Runner up: Britney Spears, for selling 1.1 million copies of her memoir, The Woman in Me, in a week. Those are close to Prince Harry numbers (1.6 million) and would’ve been great for Paramount’s book division, Simon & Schuster—if KKR hadn’t also closed on its $1.62 billion acquisition this week.
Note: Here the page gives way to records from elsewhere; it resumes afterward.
PR #1819, opened 2025-02-01
Added mlx::core::version() returning std::string(MLX_VERSION)

stemann:
## Proposed changes

Added function for getting the MLX version built.

## Checklist

### DIFF
--- a/mlx/version.h
+++ b/mlx/version.h
@@ -1,0 +1,24 @@
+// Copyright © 2023-2024 Apple Inc.
+
+#pragma once
+
+#include <string>
+
+#define STRINGIFY(x) #x
+#define TOSTRING(x) STRINGIFY(x)
+
+namespace mlx::core {
+
+std::string version() {
+  return std::string(TOSTRING(MLX_VERSION));
+}
+
+int version_major() { return MLX_VERSION_MAJOR; }
+
+int version_minor() { return MLX_VERSION_MINOR; }
+
+int version_patch() { return MLX_VERSION_PATCH; }
+
+int version_numeric() { return MLX_VERSION_NUMERIC; }
+
+} // namespace mlx::core
--- a/mlx/version.h
+++ b/mlx/version.h
@@ -9,8 +9,8 @@
 
 namespace mlx::core {
 
-std::string version() {
-  return std::string(TOSTRING(MLX_VERSION));
+constexpr const char* version() {
+  return TOSTRING(MLX_VERSION);
 }
 
 constexpr int version_major() {
--- a/mlx/version.h
+++ b/mlx/version.h
@@ -13,12 +13,20 @@ std::string version() {
   return std::string(TOSTRING(MLX_VERSION));
 }
 
-int version_major() { return MLX_VERSION_MAJOR; }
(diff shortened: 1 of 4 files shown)


awni:
Just curious, what do you use this for? 

I'm not opposed to making the version available in the C++ API. I'm just wondering if we should make it a `constexpr` or a preprocessor macro so that it can be used at compile time as well. Either way it might be good to change the format to be a single number like `MAJORMINORPATCH` rather than `MAJOR.MINOR.PATCH` so it can easily be used in conditionals.

stemann:
It’s mostly for convenience, e.g. for a user of MLX.jl (Julia),

* where the user is using MLX.jl version X
* dependent on MLX C version Y,
* where MLX.jl has an indirect dependency via MLX C version Y on MLX version Z,

that the user can more easily check the version (Z - and Y would also be nice) - or write version dependent code (if that should be necessary) - without importing the Julia package manager (Pkg.jl) as a dependency.

stemann:
Regarding the format, I was actually considering to do it like LibTorch, with separate identifiers for major, minor, and patch - in addition to the string version (`"MAJOR.MINOR.PATCH"`) - and the numeric `MAJORMINORPATCH`.

It one puts the version in the CMake project, CMake should take care of splitting it up into major, minor, and patch.

awni:
I think that's a good idea! Those should be macros and can be used at compile time. I like their naming scheme also we could adapt to MLX. Do you want to do that in this diff?

stemann:
I have added the compile-time definitions to `CMakeLists.txt`.

mlx/version.h
```diff
@@ -0,0 +1,24 @@
...
+  return std::string(TOSTRING(MLX_VERSION));
+}
+
+int version_major() { return MLX_VERSION_MAJOR; }
+
+int version_minor() { return MLX_VERSION_MINOR; }
+
+int version_patch() { return MLX_VERSION_PATCH; }
+
+int version_numeric() { return MLX_VERSION_NUMERIC; }
```
angeloskath, line 22: Nit: I would make all of these constexpr.

angeloskath (commented):
Looks great to me. I would make the functions in `version.h` constexpr but other than that it's great.

mlx/version.h
```diff
@@ -0,0 +1,24 @@
+// Copyright © 2023-2024 Apple Inc.
```
awni, line 1: I think it's worth including this in `mlx.h` by default. It's low footprint and probably expected to be there if you do `"#include <mlx.h>`.

awni:
Looks really nice, thanks for adding that! Would you mind addressing the two comments and then we can merge it.

mlx/version.h
stemann: Fixed

mlx/version.h
stemann: Perhaps fixed - let me know if `version()` should also be constexpr... (that would require it to return something else than std::string)

stemann: Also changed `version()` to be constexpr (returning `const char*`)

awni (approved):
🚀

PR #1830, opened 2025-02-04
Avoid duplicate malloc with custom kernel init

awni:
As title.


angeloskath (approved):
Good catch!

barronalex (approved):
Nice catch!

PR #1833, opened 2025-02-05
Add use_optimal_threadgroups optional flag to run custom kernel with optimal occupancy

spichardo:
## Proposed changes

This flag can be used to use dispatch_threadgroups instead of dispatch_threads (the default) to execute the custom kernel. If True, the optimal grid and threadgroup will be calculated for optimal occupancy. However, the programming of the kernel must assume a flattened operation equivalent to a new grid specification with [grid[0]*grid[1]*grid[2],1,1]. Default: ``False``

I also added a benchmark to show the improvement in `benchmarks/python/custom_kernel_dispatchThreadgroups.py` with the flag on and off. In a M3 Max, we can see an improvement about 13% with a moderately complex kernel after being called 12,000 times.

## Checklist

### DIFF
--- a/benchmarks/python/custom_kernel_dispatchThreadgroups.py
+++ b/benchmarks/python/custom_kernel_dispatchThreadgroups.py
@@ -1,0 +1,672 @@
+import time
+
+import matplotlib.pyplot as plt
+import mlx.core as mx
+import numpy as np
+
+"""
+Test to compare speed using use_optimal_threadgroups = True with default (False) in custom kernel execution
+
+We use a relatively heavy kernel called 12,000 times. The kernel solves the Bio Heat Thermal Equaion (BHTE)
+"""
+
+BHTE_header = """
+#include <metal_stdlib>
+using namespace metal;
+#define pi M_PI_F
+#define Tref 43.0
+
+typedef float FloatingType;
+"""
+
+BHTE_body = """
+#ifdef _METAL
+    kernel  void BHTEFDTDKernel(device float *d_output [[ buffer(0) ]], 
+                                device float *d_output2 [[ buffer(1) ]],
+                                device const float *d_input [[ buffer(2) ]], 
+                                device const float *d_input2 [[ buffer(3) ]],
+                                device const float *d_bhArr [[ buffer(4) ]],
+                                device const float *d_perfArr [[ buffer(5) ]], 
+                                device const unsigned int *d_labels [[ buffer(6) ]],
+                                device const float *d_Qarr [[ buffer(7) ]],
+                                device const unsigned int *d_pointsMonitoring [[ buffer(8) ]],
+                                device float *d_MonitorSlice [[ buffer(9) ]],
+                                device float *d_Temppoints [[ buffer(10) ]],
+                                constant float * floatParams [[ buffer(11) ]],
+                                constant unsigned int * intparams [[ buffer(12) ]],
+                                uint gid[[thread_position_in_grid]])	
+    {
+#endif
+    #ifdef _MLX
+    uint gid = thread_position_in_grid.x;
+    #endif
+
+    #define CoreTemp floatParams[0]
+    #define dt floatParams[1]
+    #define sonication intparams[0]
+    #define outerDimx intparams[1]
+    #define outerDimy intparams[2]
+    #define outerDimz intparams[3]
+    #define TotalStepsMonitoring intparams[4]
+    #define nFactorMonitoring intparams[5]
+    #define n_Step intparams[6]
+    #define SelJ intparams[7]
+    #define StartIndexQ intparams[8]
+    #define TotalSteps intparams[9]
+    
+    // x,y,z indices for grid
+    const int gtidx =  gid/(outerDimy*outerDimz);
+    const int gtidy =  (gid - gtidx*outerDimy*outerDimz)/outerDimz;
+    const int gtidz =  gid - gtidx*outerDimy*outerDimz - gtidy*outerDimz;
+
+    unsigned int DzDy = outerDimz*outerDimy;
+    
+    unsigned int coord = gtidx * DzDy + gtidy * outerDimz + gtidz;
+    
+    float R1,R2,dtp;
+    if(gtidx > 0 && gtidx < outerDimx-1 && gtidy > 0 && gtidy < outerDimy-1 && gtidz > 0 && gtidz < outerDimz-1)
+    {
+
+        const unsigned int label = d_labels[coord];
+
+        d_output[coord] = d_input[coord] + d_bhArr[label] * 
+                          (d_input[coord + 1] + d_input[coord - 1] + d_input[coord + outerDimz] + d_input[coord - outerDimz] +
+                           d_input[coord + DzDy] + d_input[coord - DzDy] - 6.0 * d_input[coord]) +
+                           d_perfArr[label] * (CoreTemp - d_input[coord]);
+        if (sonication)
+        {
+            d_output[coord] += d_Qarr[coord+StartIndexQ];
+        }
+        
+        R2 = (d_output[coord] >= Tref)?0.5:0.25; 
+        R1 = (d_input[coord] >= Tref)?0.5:0.25;
+
+        if(fabs(d_output[coord]-d_input[coord])<0.0001)
+        {
+            d_output2[coord] = d_input2[coord] + dt * pow((float)R1,(float)(Tref-d_input[coord]));
+        }
+        else
+        {
+            if(R1 == R2)
+            {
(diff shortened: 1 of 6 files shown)


angeloskath:
Hi, thanks for the PR! I am not sure it adds something though in the sense that you can simply call the custom kernel with these group and grid dims directly. Why do we need to calculate them? Simply to get the maximum number of threads per thread group?

spichardo:
@angeloskath: It won't work that easily, for starting, we need to access `threadExecutionWidth()` and `maxTotalThreadsPerThreadgroup()` of the pipeline object to do those calculations. As far I can see in the code, those low-level functions of the Metal pipeline object are not exposed yet through MLX to the Python layer. This recipe is based on this note in the official documentation https://developer.apple.com/documentation/metal/calculating-threadgroup-and-grid-sizes.  

Also, we discovered long time ago that we needed to use `dispatch_threadgroups` instead of  `dispatch_threads`  to see the better impact of the recipe. 

I hope this explains why adding a new optional functionality to the call of custom kernel in MLX may be required to use this recipe.

Other approaches could be to expose `threadExecutionWidth()` and `maxTotalThreadsPerThreadgroup()` as part of the properties if the MLX custom kernel, and be able to specify to use `dispatch_threadgroups` instead of `dispatch_threads` when calling the kernel. Either way, some extra functionality is needed.

angeloskath:
Sure but it is more complicated than that anyway since the maximum occupancy isn't necessarily the optimal grid anyway.

Do you have a use case where passing the grid manually doesn't work? Thread execution width is 32 for all intents and purposes. Then the maximum number of threads is going to depend on the kernel (most times it will be 1024) but have you actually encountered a use case where you couldn't set it to 1024 on one device but you could on another and this wasn't something that you could select on the fly in the calling code?

spichardo:
I added a benchmark test where I select a threadgroup size of (256,1,1) and compare that to the recipe, performance was improved by 13% in an execution of 12,000 calls to the kernel.  It is at [benchmarks/python/custom_kernel_dispatchThreadgroups.py](https://github.com/ml-explore/mlx/pull/1833/files#diff-660694a626b03a6587af9ebf4ba32ddd60065b9885c533b934311ac077fa5eca)

Certainly this improvement is more obvious with heavy kernels, in scenarios where you solve time-domain systems where you need to call thousands of time the kernel. But that is exactly our application, we run thousands of these simulations.

We have studied this long and far with very heavy kernels for years; first with Swift-based libraries, then with py-metal-compute. And the conclusion was clear, trying to tune manually was simply too tedious, and the recipe ended being a great compromise to ensure better performance without asking an end-user to worry on this. In many cases, I remember we only managed to match the performance of the recipe when doing manual adjustments in a few , in many other , we didn't. And the test was done using from small matrix sizes to large ones. So we were happy to apply this formula across all our kernels.

It is also important to put in context that our interest on this recipe is because we have our end users do not need to deal with fine tuning the optimal threadgroup size, which can have important impact, and we have matrix sizes ranging small to very large, so it is a challenging situation. The recipe using threadExecutionWidth and maxTotalThreadsPerThreadgroup helped us to keep performance similar NVidia GPUs for several of the most intense kernels.

If this is too disruptive, it is ok, we can just have our own fork for our purposes where we will have this feature enable. I just thought the recipe was simple to implement, and since it is optional, it should not break anything.

I'm sensitive our project is not in the mainstream of the intended projects for MLX, but it can still help significantly other scientific projects that are not ML-oriented. And this type of fine-tuning can help a lot.

angeloskath:
So firstly, I think that your use case is perfect for MLX! Doing physics with custom kernels and being able to take advantage of fast matmuls and general ML, autograd and so on and so forth is a perfect combination.

Going back to the specifics, I just don't understand why you can't use `(1024, 1, 1)` as your group dimensions. Do you have a use case where the maximum thread group size varies among devices and is it hard to manually find it? The reason I am saying this is that your code will almost always set the group dimensions to `(1024, 1, 1)`.

spichardo:
Running with [1024,1,1] produces a wall-time close to the recipe time, indeed, just a hair slower , but it gets worse as you increase the domain size. 

Some quick results with different grid sizes (each tests runs the kernel 12,000 times) in a M3 Max:

[114,114,193] :   Constant group size = 2.6 s, recipe = 2.4s
[281,281,481]:   Constant group size = 36.1 s, recipe = 35.7s
[422,422,721]:  Constant group size = 130.5s, recipe = 123s

I tested changing the order which one was done first, it didn't change the result.

While I agree using the constant value of 1024 gets close, it still remains above the recipe.

This test was with moderate kernel, we are preparing with our biggest kernel (much more complicated than this one), so we can see how this evolves when doing that test. We can test with our smaller kernels, there may be that indeed some cases there may be no difference.

angeloskath:
Interesting, so does this mean that the difference comes from `dispatch_threads` vs `dispatch_threadgroups`? Everything else should be the same in your case. The grid size math just result in thread groups of size `(1024, 1, 1)`.

If that is the case can you change line 90 to also dispatch thread groups to confirm? The runtimes should be identical in that case.

spichardo:
Hi, not sure if that makes sense because `dispatch_threadgroups `is supposed to work differently from `dispatch_threads`, but I did the change as suggested in line 90, and now, using the constant group size skyrocketed the computational time, just in the first small matrix test I got 

[114,114,193] : Constant group size = **635 s**, recipe = 2.5s

I didn't even test for the larger matrix sizes

`dispatch_threadgroups` is supposed to receive a `threadgroupsPerGrid` (first parameter) that is normalized by the dimensions of threadsPerThreadgroup (second parameter). In `dispatch_threads`, the first parameter is `threadsPerGrid`, which is often just the size of the domain where to run the kernel (i.e. [114\*114\*193,1,1]). If I use that as input in `dispatch_threadgroups`, I end with far too many calls to the kernel with indexes that were outside the dimensions of the valid region of the domain.

So I made a second test where threadgroupsPerGrid was calculated with the formula (from [here](https://developer.apple.com/documentation/metal/calculating-threadgroup-and-grid-sizes))
[(totadomainsize+1023)/1024,1,1]

[114,114,193] : Constant group size = 2.7 s, recipe = 2.7s
[281,281,481]: Constant group size = 36.3, recipe = 36.7s
[422,422,721]: Constant group size = 123s, recipe = 123s

Now we got pretty much the same result, so there is definitively a small advantage  in using `dispatch_threadgroups` over `dispatch_threads`

angeloskath:
Thanks for persisting by the way and also for being nice and running all those benchmarks :-)

spichardo:
My pleasure, we are really invested in squeezing the more we can from the GPU for our [application](https://github.com/ProteusMRIgHIFU/BabelBrain).

I printed the values of threadExecutionWidth() and maxTotalThreadsPerThreadgroup(), and they came back with 32 and 1024, respectively, which was a source of the discussion.  

And just for my education, is it always expected that these functions would return 32 and 1024? I never analyzed with other kernels to see whether these values would change depending on the kernel.  That is why we used the recipe recommended in the official documentation, as we didn't want to assume anything. CUDA also has a similar approach to calculate thread and group sizes. You mentioned that "*most times it will be 1024*", but can we be sure? That is why we thought adding this new `use_optimal_threadgroups` flag could help to optimize GPU utilization without having to worry to test which `threadgroupsPerGrid` and `threadsPerThreadgroup` values to use.

angeloskath:
The 32 is pretty much guaranteed. We use it as a constant in many places in MLX. The 1024 depends on the kernel but for most cases it is 1024.

The problem is that this doesn't optimize GPU utilization or occupancy. It just uses the maximum number of threads per thread group. The GPU will schedule several thread groups at the same time anyway. Unfortunately this number needs to be chosen on a per kernel basis if performance is absolutely critical. A great example for instance is our qmv or matmul kernels. Even though 1024 threads per thread group are possible we launch 128 because it utilizes the gpu better.

Going back to the proposed change, I ran on my laptop with `dispatch_threads` and `dispatch_threadgroups` and I don't see any difference. I will run on a bigger machine as well to run larger grids and if there is no difference we 'll circle back to see why there is a difference on your case but I will likely close the PR.

angeloskath:
Ran it on the M2 Ultra as well. I get the exact same numbers with `dispatch_threads` and `dispatch_threadgroups` so I will close this PR.

If you do encounter problems with choosing the thread group size manually, feel free to open an issue or a discussion for them separately.

Btw I get 17.4 with both when using the default grid. I do however have consistently 18 (with both) for the first run probably due to caching or other issues which could be skewing your results above. I would suggest when testing this to run one benchmark and recompile in between or launch it again with different arguments instead of running both in the same program one after the other. The obvious choice is to run it several times and get sth like the median but when a benchmark takes 2 minutes ro run that becomes slightly impractical.

spichardo:
Thanks, this was a great discussion!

Related: A couple people asked me how Michelle Williams, of all people, ended up doing the Britney audiobook narration that’s gone viral. Williams’ publicist Mara Buxbaum is married to Spears’ lawyer Mathew Rosengart, but that had nothing to do with it. Williams was simply on a publisher list of potential “gets,” she read the book and related to it (she was legally emancipated from her parents at age 15), and she said yes. I’m told Williams’ husband Tommy Kail (Hamilton) was very involved in directing the recording. Amazingly, despite her five Oscar noms, Williams has won only the Emmy of the EGOT awards (for Fosse/Verdon in 2019). So now the Grammy for Best Audio Book, Narration & Storytelling Recording—the same award that just got Viola Davis her EGOT—will probably be Williams’ second on that path.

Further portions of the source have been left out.